Thanks all for the nice comments.
it was a great explore and i will visit again.
a few more pics.


----------



## djrich (Feb 7, 2010)

Excellent pics, very interesting that.


----------



## Blinding (Feb 21, 2010)

I took a walk along the old docks road (Waterloo Road??) coming from the Liver Building in the early hours last week. Very Cold!! But absolutely amazing. Mile after mile of decaying sights from yesteryear - when the UK wasn't just a shopping centre - only a few lorries about, and an all night burger van.
Prior to visiting Liverpool I tried to find stuff out about these docks on t'internet, but there's like a virtual blackout as to their existence. Plenty about the Beatles, Liverpool One, Albert Dock, where they want you to go and pay, etc. The History here is priceless.
I love these photos. Would like to see more of the area.


----------



## kevsy21 (Feb 21, 2010)

Blinding said:


> I took a walk along the old docks road (Waterloo Road??) coming from the Liver Building in the early hours last week. Very Cold!! But absolutely amazing. Mile after mile of decaying sights from yesteryear - when the UK wasn't just a shopping centre - only a few lorries about, and an all night burger van.
> Prior to visiting Liverpool I tried to find stuff out about these docks on t'internet, but there's like a virtual blackout as to their existence. Plenty about the Beatles, Liverpool One, Albert Dock, where they want you to go and pay, etc. The History here is priceless.
> I love these photos. Would like to see more of the area.

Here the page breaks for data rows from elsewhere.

PR #58, opened 2020-05-28
Return better values

EdwinGuzman:
## Description

This adds better correct and error responses from the API.

## Motivation and Context

This resolves [DQ-308](https://jira.nypl.org/browse/DQ-308). There were feedback requests from the API now that it's on the QA server.
1) Increase barcode values rather than decrease - This was done in #56 and was big enough to require its own ticket.

This ticket/PR resolves the rest of the feedback:
2) Return better error values - after chatting with @ettore . Also removing all `new Error` in favor of specific types of errors which will help when logging them in the near future.
3) Add copy from @killerpuppytails
4) Return the newly created dependent juvenile account's barcode (along with other values)

### `400`s for the following:
* if the parent account is not eligible to create dependent accounts if they reached the limit.
Screen Shot 2020-05-28 at 10 27 32 AM
Screen Shot 2020-05-28 at 11 03 11 AM

* if the account does not have the correct p-type.
Screen Shot 2020-05-28 at 10 59 17 AM

* if the username is invalid
Screen Shot 2020-05-28 at 11 12 10 AM

* if the username is unavailable
Screen Shot 2020-05-28 at 11 12 24 AM

* incorrect pin
Screen Shot 2020-05-28 at 10 18 33 AM

* missing a required field
Screen Shot 2020-05-28 at 10 14 49 AM

### `200`s for the following:

* `/dependent-eligibility` - patron can create dependent juvenile cards
Screen Shot 2020-05-28 at 11 04 48 AM

* `/dependent` - returning more details of the dependent and the parent accounts
Screen Shot 2020-05-28 at 10 19 38 AM

### swagger doc 
Similar examples can be found in the swagger doc. Unfortunately, Swagger does not support multiple examples for one error code so there's only one per each. Another reason why I added more examples in this PR.

Screen Shot 2020-05-28 at 10 28 55 AM
Screen Shot 2020-05-27 at 5 28 20 PM

## How Has This Been Tested?

Locally through Postman and through the Swagger documentation.

## Checklist:

If I'm missing anything, let me know @ettore .

### DIFF
--- a/api/controllers/v0.3/DependentAccountAPI.js
+++ b/api/controllers/v0.3/DependentAccountAPI.js
@@ -1,0 +1,282 @@
+/* eslint-disable */
+const { NoILSClient, ILSIntegrationError } = require("../../helpers/errors");
+const IlsClient = require("./IlsClient");
+
+// A parent patron is only allowed to create three dependent juvenile accounts.
+const DEPENDENT_LIMIT = 3;
+
+/**
+ * DependentAccountAPI
+ * A class with the main purpose to check a patron's eligibility to create
+ * dependent juvenile cards and to update a patron account with the information
+ * of the dependent juvenile cards.
+ */
+const DependentAccountAPI = (args) => {
+  const ilsClient = args["ilsClient"];
+  let parentPatronData;
+
+  /**
+   * isPatronEligible(barcode)
+   * The main function of this class. It gets a patron data object from the ILS
+   * and it verifies it has the correct p-type. If it does, then it checks if
+   * it can create another dependent account. It returns a response stating
+   * whether the patron is eligible or not and a description if they are not.
+   *
+   * @param {string} barcode
+   */
+  const isPatronEligible = async (barcode) => {
+    if (!ilsClient) {
+      throw new NoILSClient(
+        "ILS Client not set in the Dependent Eligibility API."
+      );
+    }
+
+    let response = {};
+    const patron = await getPatronFromILS(barcode);
+    // Set the fetched patron data object into the global variable so
+    // it can be accessed by `getPatron`. This is specifically set here and not
+    // in `getPatronFromILS` because we want to make sure that the eligibility
+    // check was run in order to retrieve a patron.
+    parentPatronData = patron;
+    // First, check that they have an eligible ptype that allows them to
+    // create dependent accounts.
+    const hasEligiblePtype = checkPType(patron.patronType);
+
+    if (hasEligiblePtype) {
+      // Great, they have an eligible ptype. Now check that they have not
+      // reached the dependent account limit.
+      const canCreateDependents = checkDependentLimit(patron.varFields);
+
+      if (!canCreateDependents) {
+        response["eligible"] = false;
+        response["description"] =
+          "This patron has reached the limit to create dependent accounts.";
+      } else {
+        response["eligible"] = true;
+        response["description"] = "This patron can create dependent accounts.";
+      }
+    } else {
+      response["eligible"] = false;
+      response["description"] = "This patron does not have an eligible ptype.";
+    }
+
+    return response;
+  };
+
+  /**
+   * getPatronFromILS(barcode)
+   * This calls the ILS to get a patron data object from a barcode. Returns an
+   * error if the patron couldn't be found or there was an error with the ILS.
+   *
+   * @param {string} barcode
+   */
+  const getPatronFromILS = async (barcode) => {
+    if (!ilsClient) {
+      throw new NoILSClient(
+        "ILS Client not set in the Dependent Eligibility API."
+      );
+    }
+
+    try {
+      const response = await ilsClient.getPatronFromBarcodeOrUsername(barcode);
+
+      if (response.status !== 200) {
+        // The record wasn't found.
+        throw new Error("The patron couldn't be found.");
+      }
+
+      // Return the patron object.
+      return response.data;
+    } catch (error) {
+      throw new ILSIntegrationError(error.message);
+    }
+  };
+
+  /**
+   * checkPType(patronType)
+   * Checks if the input p-type is an eligible p-type that can create
+   * dependent accounts in the ILS.
+   *
+   * @param {number} patronType
+   */
+  const checkPType = (patronType) =>
+    IlsClient.CAN_CREATE_DEPENDENTS.includes(patronType);
+
+  /**
+   * checkDependentLimit(varFields)
+   * This function assumes that the patron has an eligible p-type, and so can
+   * create dependent accounts. Dependent accounts will be found in the
+   * varField array of a patron data object as an object with a fieldTag of "x".
+   * A varField object comes in the form of
+   *   { fieldtag: "", content: ""}
+   * This checks specificially if `content` has "DEPENDENTS" in the string. If
+   * it does, it then checks to see how many barcodes are in the string based
+   * on how many commas there are to separate the barcodes. If the limit of
+   * barcodes are found (DEPENDENT_LIMIT), then the patron has reached their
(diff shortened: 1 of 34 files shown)


api/controllers/v0.3/DependentAccountAPI.js
```diff
@@ -32,7 +40,10 @@ const DependentAccountAPI = (args) => {
     }
 
     if (!barcode) {
-      throw new Error("Invalid Request: No barcode passed");
+      throw new InvalidRequest("No barcode passed.");
+    }
+    if (barcode.length !== 14) {
+      throw new InvalidRequest("The barcode passed is not 14-digits.");
```
adriana-alter, line 46: Why is this hyphenated?

api/controllers/v0.3/DependentAccountAPI.js
```diff
@@ -170,7 +205,41 @@ const DependentAccountAPI = (args) => {
...
+      return;
+    }
+
+    const varFields = parentPatronData.varFields || [];
+    let dependents;
+    const xFieldTags = varFields.filter((obj) => obj.fieldTag === "x");
+    // No varFields were found, so we can assume the patron doesn't
+    // have any dependent accounts yet.
+    if (xFieldTags.length === 0) {
+      dependents = "DEPENDENTS ";
```
adriana-alter, line 219: Is the space at the end of the string supposed to be there?

api/controllers/v0.3/DependentAccountAPI.js
```diff
@@ -170,7 +205,41 @@ const DependentAccountAPI = (args) => {
...
+      // "DEPENDENTS x,x,x"
+      // where `x` is a barcode. First get the varField that has "DEPENDENTS".
+      const dependentsVarField = xFieldTags.find(
+        (obj) => obj.content.indexOf("DEPENDENTS") !== -1
+      );
+
+      // There are varFields with a fieldTag of "x" but none with "DEPENDENTS".
+      // We can assume the patron doesn't have any dependents already.
+      if (!dependentsVarField) {
+        dependents = "DEPENDENTS ";
```
adriana-alter, line 231: Maybe-extra space again

api/controllers/v0.3/endpoints.js
```diff
@@ -446,12 +449,18 @@ async function checkDependentEligibility(req, res) {
     status = 200;
   } catch (error) {
     response = modelResponse.errorResponseData(
-      collectErrorResponseData(error.status || 400, "", error.message, "", "") // eslint-disable-line comma-dangle
+      collectErrorResponseData(
+        error.status || 400,
+        error.type || "",
+        error.message,
+        "",
```
adriana-alter, line 456: What are the empty strings for?

api/helpers/errors.js
```diff
@@ -44,10 +46,87 @@ class ILSIntegrationError extends Error {
...
+    this.status = 400;
+  }
+}
+
+class ExpiredAccount extends Error {
+  constructor() {
+    super();
+    this.type = "expired-account";
+    this.name = "ExpiredAccount";
+    this.message = "Your card has expired. Please try applying again.";
```
adriana-alter, line 104: This phrasing seems potentially confusing--won't people think it means they should just retry the thing they just did that led to this error?

api/controllers/v0.3/DependentAccountAPI.js
EdwinGuzman: True 👀

api/controllers/v0.3/DependentAccountAPI.js
EdwinGuzman: It is. This is only for the response back to the requester so it's easy to add the newly created dependent juvenile barcode to this string. It's in `/api/controllers/v0.3/endpoints.js` L682 - https://github.com/NYPL/dgx-patron-creator-service/pull/58/files#diff-04f337212864a7293b4938d02be88954R682

api/helpers/errors.js
EdwinGuzman: That's true. @killerpuppytails , I got this from the document. Should it be updated or should the clients handle this error?

api/controllers/v0.3/endpoints.js
EdwinGuzman: This is from the `collectErrorResponseData` function and the last two parameters are for `title` and `debugMessage`. For this specific example, the error object will be something like:
```
{
    "status": 400,
    "type": "unavailable-username",
    "message": "This username is unavailable. Please try another.",
}
```

and `title` and `debugMessage` aren't necessary. It also adds a `detail` key which isn't used. The most important things are returned right now and I'll remove the rest in another pass. It was already in the code but I don't want to delete it now in case it breaks any previous endpoints or existing functions.

api/controllers/v0.3/DependentAccountAPI.js
```diff
@@ -52,21 +71,34 @@ const DependentAccountAPI = (args) => {
       const canCreateDependents = checkDependentLimit(patron.varFields);
 
       if (!canCreateDependents) {
-        response["eligible"] = false;
-        response["description"] =
-          "This patron has reached the limit to create dependent accounts.";
+        throw new NotEligibleCard(
+          "You have reached the limit of dependent cards you can receive via online application."
```
ettore, line 75: for this business logic error and the ones below related to `NotEligibleCard`, are you still returning a response with `eligible` and `description` fields as we had before?

ettore: and do these business logic errors still end up with a 200 status code?

EdwinGuzman: No, those errors are now being returned as a 400 response. So now you'll get a response like:

```
{
    status: 400,
    type: 'not-eligible-card',
    message: '....'
}
```

Check this PR's description for more examples.

api/helpers/errors.js
killerpuppytails: This is actually the same language that would be used by Ask. Therefore, no update. If we need to, the clients can include custom error text.

adriana-alter: In that case, I think this is all set!

api/controllers/v0.3/DependentAccountAPI.js
```diff
@@ -52,21 +71,34 @@ const DependentAccountAPI = (args) => {
...
+        );
       } else {
         response["eligible"] = true;
```
ettore, line 78: Is there ever a situation where `response["eligible"] == false` ?  I have logic in the client that handles that, but if this is impossible I can simplify and remove.

EdwinGuzman: There won't be a situation like that anymore. If the patron is not eligible, an error will be thrown instead of returning a response object that includes `eligible: false`. I think it makes it easier if you call the API and get a 400 with bad data, rather than getting a 200 and having to parse it to see what the eligibility is.

ettore: that makes sense to me too. In this case then I can remove parsing of the successful response which essentially is like a 204 for me

api/helpers/errors.js
```diff
@@ -44,10 +46,87 @@ class ILSIntegrationError extends Error {
   }
 }
 
+class PatronNotFound extends Error {
+  constructor() {
+    super();
+    this.type = "patron-not-found";
+    this.name = "PatronNotFound";
+    this.message = "The patron couldn't be found.";
```
ettore, line 54: Can this message be more user-friendly? It is kind of confusing when displayed on the client.

EdwinGuzman: Sure. I'm going to update it to `"The patron couldn't be found in the ILS with the barcode or username."` since this happens when requesting a patron from the ILS.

Here a few pics of the dock road area















Nelson dock









Control room for brige by stanley docks


----------



## wherever i may roam (Mar 2, 2010)

some nice pics there mate


----------



## smileysal (Mar 3, 2010)

Excellent pics mate.  Funnily enough, we were there last week too lol. It's a lovely building isn't it. Did you go in the castellated building near it? There were some little scrotes stealing bits and pieces from another building further inland when we went. :icon_evil


----------



## kevsy21 (Mar 3, 2010)

smileysal said:


> Excellent pics mate.  Funnily enough, we were there last week too lol. It's a lovely building isn't it. Did you go in the castellated building near it? There were some little scrotes stealing bits and pieces from another building further inland when we went. :icon_evil



Yes i did,went round all the buildings,its a great place to wander around.
Did you go in the clock tower and get pics?


----------



## night crawler (Mar 4, 2010)

Looks a great place to wander round and love the tower. Great pic's


----------